[Saved entries]
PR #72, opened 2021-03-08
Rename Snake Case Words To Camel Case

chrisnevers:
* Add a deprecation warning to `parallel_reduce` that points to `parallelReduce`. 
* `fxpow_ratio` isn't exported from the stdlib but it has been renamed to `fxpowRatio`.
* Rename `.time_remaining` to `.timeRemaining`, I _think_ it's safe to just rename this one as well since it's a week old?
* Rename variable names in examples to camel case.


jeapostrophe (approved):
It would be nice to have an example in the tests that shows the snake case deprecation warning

* * *

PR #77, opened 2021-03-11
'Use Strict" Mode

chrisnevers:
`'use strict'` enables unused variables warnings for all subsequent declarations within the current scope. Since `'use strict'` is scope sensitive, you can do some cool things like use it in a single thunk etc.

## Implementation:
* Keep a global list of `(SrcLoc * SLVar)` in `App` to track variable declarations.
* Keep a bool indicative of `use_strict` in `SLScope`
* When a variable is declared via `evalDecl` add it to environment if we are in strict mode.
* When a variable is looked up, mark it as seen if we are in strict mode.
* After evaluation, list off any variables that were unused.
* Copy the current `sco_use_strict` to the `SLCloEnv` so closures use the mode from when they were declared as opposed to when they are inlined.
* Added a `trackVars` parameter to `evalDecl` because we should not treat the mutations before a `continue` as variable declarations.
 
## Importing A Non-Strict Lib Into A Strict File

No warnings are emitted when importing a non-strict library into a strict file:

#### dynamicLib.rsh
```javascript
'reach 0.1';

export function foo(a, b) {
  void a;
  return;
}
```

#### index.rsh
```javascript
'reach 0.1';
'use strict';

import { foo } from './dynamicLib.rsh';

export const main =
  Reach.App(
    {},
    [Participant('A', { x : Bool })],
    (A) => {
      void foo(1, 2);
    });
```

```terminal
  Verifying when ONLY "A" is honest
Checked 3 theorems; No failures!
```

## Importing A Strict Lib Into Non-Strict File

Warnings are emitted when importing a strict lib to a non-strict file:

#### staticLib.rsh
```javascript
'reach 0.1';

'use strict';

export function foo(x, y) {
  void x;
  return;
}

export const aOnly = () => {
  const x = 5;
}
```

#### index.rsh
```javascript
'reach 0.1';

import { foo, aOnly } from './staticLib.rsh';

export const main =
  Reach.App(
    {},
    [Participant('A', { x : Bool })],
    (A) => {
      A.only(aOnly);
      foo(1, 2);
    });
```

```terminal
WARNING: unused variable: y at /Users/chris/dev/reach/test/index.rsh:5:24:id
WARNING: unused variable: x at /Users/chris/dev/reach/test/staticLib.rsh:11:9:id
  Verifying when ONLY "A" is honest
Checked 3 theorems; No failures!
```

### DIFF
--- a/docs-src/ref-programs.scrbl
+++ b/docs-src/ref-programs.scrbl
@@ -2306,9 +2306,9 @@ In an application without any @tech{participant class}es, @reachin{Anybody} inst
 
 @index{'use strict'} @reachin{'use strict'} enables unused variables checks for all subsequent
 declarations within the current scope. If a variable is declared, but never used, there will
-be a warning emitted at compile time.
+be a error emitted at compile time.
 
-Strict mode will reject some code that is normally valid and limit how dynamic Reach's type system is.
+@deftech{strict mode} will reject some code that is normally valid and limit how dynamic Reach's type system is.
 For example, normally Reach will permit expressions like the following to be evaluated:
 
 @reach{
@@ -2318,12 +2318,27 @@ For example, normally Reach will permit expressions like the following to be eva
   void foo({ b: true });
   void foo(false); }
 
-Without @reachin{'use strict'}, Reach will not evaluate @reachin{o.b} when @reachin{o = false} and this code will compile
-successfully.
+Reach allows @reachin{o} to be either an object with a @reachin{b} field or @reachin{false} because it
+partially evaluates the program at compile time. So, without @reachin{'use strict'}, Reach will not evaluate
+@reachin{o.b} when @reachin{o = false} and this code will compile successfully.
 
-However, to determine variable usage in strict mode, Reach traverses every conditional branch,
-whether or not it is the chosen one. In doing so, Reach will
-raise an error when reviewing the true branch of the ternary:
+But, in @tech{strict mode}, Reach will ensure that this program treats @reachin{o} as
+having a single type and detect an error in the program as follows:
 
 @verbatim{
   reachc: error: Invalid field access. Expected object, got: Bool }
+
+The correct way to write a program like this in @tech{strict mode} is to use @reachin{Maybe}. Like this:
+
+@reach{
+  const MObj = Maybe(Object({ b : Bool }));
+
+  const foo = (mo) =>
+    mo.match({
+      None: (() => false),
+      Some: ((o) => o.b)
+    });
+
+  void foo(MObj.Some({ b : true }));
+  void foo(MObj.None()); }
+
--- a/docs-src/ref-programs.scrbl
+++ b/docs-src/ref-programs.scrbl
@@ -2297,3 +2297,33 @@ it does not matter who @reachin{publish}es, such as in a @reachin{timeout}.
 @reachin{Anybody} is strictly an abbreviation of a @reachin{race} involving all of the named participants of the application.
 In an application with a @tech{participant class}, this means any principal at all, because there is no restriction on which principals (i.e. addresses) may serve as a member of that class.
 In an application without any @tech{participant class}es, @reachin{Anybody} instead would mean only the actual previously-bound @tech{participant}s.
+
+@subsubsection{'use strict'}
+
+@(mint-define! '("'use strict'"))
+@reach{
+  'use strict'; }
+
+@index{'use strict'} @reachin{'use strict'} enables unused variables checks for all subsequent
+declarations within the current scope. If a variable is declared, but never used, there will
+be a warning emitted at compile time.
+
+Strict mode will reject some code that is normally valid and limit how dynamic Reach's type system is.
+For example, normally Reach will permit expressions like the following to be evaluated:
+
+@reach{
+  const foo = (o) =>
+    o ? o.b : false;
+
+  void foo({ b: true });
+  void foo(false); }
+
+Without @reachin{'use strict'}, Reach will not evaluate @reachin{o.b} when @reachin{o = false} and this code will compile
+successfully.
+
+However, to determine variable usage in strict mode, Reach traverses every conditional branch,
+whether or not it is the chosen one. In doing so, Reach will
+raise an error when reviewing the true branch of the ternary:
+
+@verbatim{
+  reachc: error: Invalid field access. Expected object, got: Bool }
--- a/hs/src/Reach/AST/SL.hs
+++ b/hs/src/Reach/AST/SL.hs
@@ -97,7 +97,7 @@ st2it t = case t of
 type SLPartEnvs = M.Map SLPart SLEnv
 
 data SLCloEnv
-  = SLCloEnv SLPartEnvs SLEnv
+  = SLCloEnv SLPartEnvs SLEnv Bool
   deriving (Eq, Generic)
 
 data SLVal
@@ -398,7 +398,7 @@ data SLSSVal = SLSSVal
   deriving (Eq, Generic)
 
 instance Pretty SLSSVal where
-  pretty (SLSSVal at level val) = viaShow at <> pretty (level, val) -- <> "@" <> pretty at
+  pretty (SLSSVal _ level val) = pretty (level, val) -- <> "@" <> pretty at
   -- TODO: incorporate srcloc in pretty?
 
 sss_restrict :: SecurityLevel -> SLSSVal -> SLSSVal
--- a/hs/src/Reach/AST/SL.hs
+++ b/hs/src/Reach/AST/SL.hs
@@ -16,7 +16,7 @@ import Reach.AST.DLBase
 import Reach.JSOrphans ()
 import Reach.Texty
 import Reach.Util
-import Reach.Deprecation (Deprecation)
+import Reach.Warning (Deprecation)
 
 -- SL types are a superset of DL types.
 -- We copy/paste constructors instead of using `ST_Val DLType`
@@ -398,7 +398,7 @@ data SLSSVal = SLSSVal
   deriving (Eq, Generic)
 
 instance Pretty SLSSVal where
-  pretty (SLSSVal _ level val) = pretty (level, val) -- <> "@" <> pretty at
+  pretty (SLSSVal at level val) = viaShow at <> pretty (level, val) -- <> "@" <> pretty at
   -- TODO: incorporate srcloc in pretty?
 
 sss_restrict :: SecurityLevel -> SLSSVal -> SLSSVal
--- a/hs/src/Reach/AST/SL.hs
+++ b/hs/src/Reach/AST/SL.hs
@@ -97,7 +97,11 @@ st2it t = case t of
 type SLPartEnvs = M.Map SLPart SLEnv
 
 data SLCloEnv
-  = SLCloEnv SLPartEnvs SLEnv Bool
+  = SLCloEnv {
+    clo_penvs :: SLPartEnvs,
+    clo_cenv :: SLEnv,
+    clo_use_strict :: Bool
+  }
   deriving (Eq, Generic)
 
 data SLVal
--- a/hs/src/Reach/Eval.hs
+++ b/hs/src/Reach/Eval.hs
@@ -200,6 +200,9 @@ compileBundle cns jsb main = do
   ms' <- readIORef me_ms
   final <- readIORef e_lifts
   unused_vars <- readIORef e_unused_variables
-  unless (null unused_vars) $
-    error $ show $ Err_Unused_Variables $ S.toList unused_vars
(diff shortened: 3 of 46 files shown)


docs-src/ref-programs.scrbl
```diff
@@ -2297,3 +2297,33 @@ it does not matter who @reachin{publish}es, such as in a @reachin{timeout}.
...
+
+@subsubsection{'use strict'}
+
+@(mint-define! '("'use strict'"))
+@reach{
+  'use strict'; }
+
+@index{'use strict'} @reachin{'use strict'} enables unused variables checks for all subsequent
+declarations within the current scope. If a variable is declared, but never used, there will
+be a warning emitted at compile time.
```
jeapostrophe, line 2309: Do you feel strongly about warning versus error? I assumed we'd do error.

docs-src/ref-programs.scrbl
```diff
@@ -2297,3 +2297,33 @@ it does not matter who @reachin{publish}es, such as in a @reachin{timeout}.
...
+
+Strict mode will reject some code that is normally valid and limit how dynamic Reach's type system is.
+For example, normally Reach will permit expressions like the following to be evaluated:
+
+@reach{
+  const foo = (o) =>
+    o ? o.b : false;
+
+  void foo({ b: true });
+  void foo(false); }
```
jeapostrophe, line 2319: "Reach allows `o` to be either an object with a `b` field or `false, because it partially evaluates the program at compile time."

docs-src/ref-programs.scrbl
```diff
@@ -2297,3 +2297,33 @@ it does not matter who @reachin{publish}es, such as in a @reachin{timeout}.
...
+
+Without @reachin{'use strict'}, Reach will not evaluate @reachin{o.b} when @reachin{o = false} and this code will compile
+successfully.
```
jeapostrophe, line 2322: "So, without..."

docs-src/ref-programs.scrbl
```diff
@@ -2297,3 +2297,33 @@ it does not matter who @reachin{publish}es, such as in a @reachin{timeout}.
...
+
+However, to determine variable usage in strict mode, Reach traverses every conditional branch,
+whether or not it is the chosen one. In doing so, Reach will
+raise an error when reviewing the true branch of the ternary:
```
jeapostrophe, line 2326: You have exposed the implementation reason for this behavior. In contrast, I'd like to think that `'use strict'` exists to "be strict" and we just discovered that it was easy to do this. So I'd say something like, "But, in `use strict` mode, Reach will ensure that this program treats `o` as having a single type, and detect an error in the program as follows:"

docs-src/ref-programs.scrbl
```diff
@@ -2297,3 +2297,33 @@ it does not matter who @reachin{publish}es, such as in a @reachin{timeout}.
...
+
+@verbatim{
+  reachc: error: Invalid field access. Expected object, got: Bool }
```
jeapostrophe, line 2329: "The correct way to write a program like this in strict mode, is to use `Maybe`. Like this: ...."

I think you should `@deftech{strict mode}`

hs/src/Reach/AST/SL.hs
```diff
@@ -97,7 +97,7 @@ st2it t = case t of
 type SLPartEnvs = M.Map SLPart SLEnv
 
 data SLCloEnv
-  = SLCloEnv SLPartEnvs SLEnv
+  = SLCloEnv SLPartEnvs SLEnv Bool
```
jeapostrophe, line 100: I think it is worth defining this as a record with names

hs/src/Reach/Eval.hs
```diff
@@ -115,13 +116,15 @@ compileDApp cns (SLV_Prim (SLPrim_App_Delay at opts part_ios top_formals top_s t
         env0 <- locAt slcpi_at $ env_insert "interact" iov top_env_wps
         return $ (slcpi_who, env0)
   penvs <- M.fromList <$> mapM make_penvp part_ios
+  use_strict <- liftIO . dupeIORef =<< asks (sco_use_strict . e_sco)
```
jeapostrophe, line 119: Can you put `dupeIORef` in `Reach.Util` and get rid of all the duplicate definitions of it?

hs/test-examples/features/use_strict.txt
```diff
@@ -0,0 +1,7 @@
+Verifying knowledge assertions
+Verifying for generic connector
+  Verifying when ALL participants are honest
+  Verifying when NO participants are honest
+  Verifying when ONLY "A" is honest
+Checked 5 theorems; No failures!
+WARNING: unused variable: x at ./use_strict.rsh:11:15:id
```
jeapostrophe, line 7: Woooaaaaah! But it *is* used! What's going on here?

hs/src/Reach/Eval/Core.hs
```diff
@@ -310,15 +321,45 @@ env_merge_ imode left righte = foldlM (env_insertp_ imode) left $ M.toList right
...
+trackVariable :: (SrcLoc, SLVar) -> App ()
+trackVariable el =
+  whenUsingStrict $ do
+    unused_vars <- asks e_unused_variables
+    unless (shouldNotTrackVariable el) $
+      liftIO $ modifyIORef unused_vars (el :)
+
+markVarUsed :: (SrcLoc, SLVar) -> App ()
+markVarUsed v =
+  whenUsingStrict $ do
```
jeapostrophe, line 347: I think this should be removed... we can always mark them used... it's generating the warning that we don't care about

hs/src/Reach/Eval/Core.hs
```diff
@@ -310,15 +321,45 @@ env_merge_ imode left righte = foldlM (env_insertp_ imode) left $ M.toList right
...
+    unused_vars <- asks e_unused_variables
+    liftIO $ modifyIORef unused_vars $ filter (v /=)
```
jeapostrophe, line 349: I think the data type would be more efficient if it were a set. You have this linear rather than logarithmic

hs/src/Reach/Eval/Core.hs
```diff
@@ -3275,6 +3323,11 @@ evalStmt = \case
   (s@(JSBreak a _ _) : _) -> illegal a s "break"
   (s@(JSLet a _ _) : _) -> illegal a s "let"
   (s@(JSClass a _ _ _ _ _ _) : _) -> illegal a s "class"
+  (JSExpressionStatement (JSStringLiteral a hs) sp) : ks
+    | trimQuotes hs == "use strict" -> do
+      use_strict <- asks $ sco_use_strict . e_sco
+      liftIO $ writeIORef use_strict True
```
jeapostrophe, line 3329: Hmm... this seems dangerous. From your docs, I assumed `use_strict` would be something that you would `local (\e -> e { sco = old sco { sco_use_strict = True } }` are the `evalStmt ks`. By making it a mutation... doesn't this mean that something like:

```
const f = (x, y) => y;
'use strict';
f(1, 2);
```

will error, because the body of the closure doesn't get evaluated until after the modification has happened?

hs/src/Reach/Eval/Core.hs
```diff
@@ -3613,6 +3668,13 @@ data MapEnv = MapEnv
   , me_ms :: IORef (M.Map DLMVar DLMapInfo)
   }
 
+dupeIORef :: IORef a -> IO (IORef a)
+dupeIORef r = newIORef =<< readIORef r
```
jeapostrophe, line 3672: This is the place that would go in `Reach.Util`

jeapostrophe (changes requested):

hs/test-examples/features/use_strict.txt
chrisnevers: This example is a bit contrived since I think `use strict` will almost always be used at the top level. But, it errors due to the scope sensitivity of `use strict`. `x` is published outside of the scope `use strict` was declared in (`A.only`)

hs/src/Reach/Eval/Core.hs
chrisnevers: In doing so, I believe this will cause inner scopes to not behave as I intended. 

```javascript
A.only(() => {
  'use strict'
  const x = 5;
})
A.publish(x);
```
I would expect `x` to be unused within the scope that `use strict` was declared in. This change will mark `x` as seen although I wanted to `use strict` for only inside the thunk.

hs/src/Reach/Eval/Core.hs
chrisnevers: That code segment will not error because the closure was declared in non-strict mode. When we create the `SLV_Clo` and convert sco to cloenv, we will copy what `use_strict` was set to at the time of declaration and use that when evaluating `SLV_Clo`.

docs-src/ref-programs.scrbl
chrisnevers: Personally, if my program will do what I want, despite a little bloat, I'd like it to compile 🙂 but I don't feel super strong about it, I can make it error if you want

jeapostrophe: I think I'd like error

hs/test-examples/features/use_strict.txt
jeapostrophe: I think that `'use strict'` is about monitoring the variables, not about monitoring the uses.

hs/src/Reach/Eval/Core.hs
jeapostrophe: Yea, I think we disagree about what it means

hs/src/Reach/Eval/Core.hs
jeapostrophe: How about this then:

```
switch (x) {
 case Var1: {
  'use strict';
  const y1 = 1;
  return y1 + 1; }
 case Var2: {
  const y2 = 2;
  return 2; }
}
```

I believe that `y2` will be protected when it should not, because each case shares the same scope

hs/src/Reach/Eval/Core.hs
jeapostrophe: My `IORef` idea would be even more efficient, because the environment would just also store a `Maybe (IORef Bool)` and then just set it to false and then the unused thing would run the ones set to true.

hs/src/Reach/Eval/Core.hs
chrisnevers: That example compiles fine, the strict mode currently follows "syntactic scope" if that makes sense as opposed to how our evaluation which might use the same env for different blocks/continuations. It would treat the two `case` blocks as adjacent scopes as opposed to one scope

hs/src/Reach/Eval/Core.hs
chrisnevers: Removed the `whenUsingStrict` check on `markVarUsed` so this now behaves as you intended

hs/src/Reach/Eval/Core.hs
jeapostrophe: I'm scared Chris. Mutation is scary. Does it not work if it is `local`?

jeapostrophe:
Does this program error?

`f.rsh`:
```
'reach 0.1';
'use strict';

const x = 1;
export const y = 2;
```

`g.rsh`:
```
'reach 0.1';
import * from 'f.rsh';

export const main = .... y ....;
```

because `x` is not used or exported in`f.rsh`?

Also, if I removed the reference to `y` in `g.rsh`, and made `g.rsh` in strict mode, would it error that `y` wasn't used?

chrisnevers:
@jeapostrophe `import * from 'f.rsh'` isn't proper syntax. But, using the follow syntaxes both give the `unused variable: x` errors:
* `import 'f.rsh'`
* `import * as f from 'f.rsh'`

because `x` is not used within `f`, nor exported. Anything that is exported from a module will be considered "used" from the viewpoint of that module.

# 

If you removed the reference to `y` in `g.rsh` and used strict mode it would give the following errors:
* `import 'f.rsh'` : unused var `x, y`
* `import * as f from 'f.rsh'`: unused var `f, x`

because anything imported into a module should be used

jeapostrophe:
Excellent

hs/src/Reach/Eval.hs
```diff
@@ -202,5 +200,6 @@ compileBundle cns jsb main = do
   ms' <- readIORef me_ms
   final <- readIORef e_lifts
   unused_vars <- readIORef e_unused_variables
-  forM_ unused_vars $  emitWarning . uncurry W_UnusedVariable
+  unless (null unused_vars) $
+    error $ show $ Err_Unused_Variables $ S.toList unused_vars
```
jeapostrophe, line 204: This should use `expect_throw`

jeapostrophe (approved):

Task details: Find "PR #72, opened 2021-03-08" in the entries above and copy that whole line exactly, then each line after it through the line that contains "It would be".

Reply to the task:
PR #72, opened 2021-03-08
Rename Snake Case Words To Camel Case

chrisnevers:
* Add a deprecation warning to `parallel_reduce` that points to `parallelReduce`. 
* `fxpow_ratio` isn't exported from the stdlib but it has been renamed to `fxpowRatio`.
* Rename `.time_remaining` to `.timeRemaining`, I _think_ it's safe to just rename this one as well since it's a week old?
* Rename variable names in examples to camel case.


jeapostrophe (approved):
It would be nice to have an example in the tests that shows the snake case deprecation warning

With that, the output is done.